# WinCC flexible Runtime auf Windows mobile



## nemira (19 Januar 2009)

Hallo,

ist es möglich die Runtimesoftware von WinCC flexible 2007 oder 2008
auf einem kleinen mobilen WLAN fähigem PC, Pocket PC oder PDA laufen zu lassen?(Windows mobile)
Hindergrund ist eine günstige mobile Überwachung meiner Homesteuerung.
Oder gibt es einen ca 5 Zoll kleinen Touch PC auf dem mann Windows XP Prof. aufspielen kann? 		







http://www.sps-forum.de/editpost.php?do=editpost&p=178096


----------



## Ralle (19 Januar 2009)

Also ich hab ein Xperia X1 mit Win-Mobile 6.1 und einen älteren MDA II mit Win-Mobile 3. Was recht gut funktioniert, ist die Steuerung meines WinXP per RemoteControl. Das X1 hat 800x600 Bildpunkte, da kann man schon ordentlich was sehen und fix geht das auch. Funktioniert bei mir per Wlan, sollte dann aber sogar per Einwahl über DSL gehen, so ich den PC dafür freigebe. Wenn du also eine Runtime auf deinem PC laufen läßt, wäre das eine Möglichkeit. Außerdem gibt es für die WinCCFlexRT ja noch die Option per WEB darauf zuzugreifen (war das sm@rtAccess?), aber die muß man extra kaufen.

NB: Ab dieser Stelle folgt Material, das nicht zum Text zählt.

PR #1431, opened 2024-09-27
Fix intermittent CI failures due to corrupt XML

sethrj:
Currently the CI fails occasionally due to multiple tests (the ones with "filter") writing to the same XML filename chosen by googletest's default.

Instead of using that filename, a new CMake option passed to the test generator tells google test the exact file name for each test including filter and processor count. Test outputs now look like:
```
celeritas_global_StepperGeant_TestEm_LeadBox_.xml
celeritas_global_StepperGeant_TestEm3Compton_.xml
celeritas_global_StepperGeant_TestEm3Msc_.xml
celeritas_global_StepperGeant_TestEm3MscNofluct_.xml
celeritas_global_StepperGeant_TestEm3NoMsc_.xml
celeritas_global_StepperGeant_TestEm15FieldMsc_.xml
```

PS: Ein Post zum selben Thema genügt!


----------



## Sandman (19 Januar 2009)

Die Installation der RT funzt nicht da in der Installationsroutine das Betriebssystem abgefragt wird ... Win Mobile wird von der RT nicht unterstützt. Wenn Du unbedingt Win Mobile nutzen willst dann kannst Du nur per Internet Explorer oder Sm@rt Viewer auf eine andere Runtime schauen.


----------



## nemira (19 Januar 2009)

Danke an euch für die schnelle Antwort.
Wenn ich das jetzt richtig ferstehe dann könnte ich z.B. mit dem Xperia X1 über WLAN auf ein TP oder MP welches im Heimnetz eingebunden ist zugreifen.
Oder kann ich nur per Remote auf einen anderen PC auf welchem die Runtime läuft zugreifen. Das währe dann nur mit erheblichem Stromverbrauch möglich.


----------



## Ralle (19 Januar 2009)

nemira schrieb:


> Danke an euch für die schnelle Antwort.
> Wenn ich das jetzt richtig ferstehe dann könnte ich z.B. mit dem Xperia X1 über WLAN auf ein TP oder MP welches im Heimnetz eingebunden ist zugreifen.
> Oder kann ich nur per Remote auf einen anderen PC auf welchem die Runtime läuft zugreifen. Das währe dann nur mit erheblichem Stromverbrauch möglich.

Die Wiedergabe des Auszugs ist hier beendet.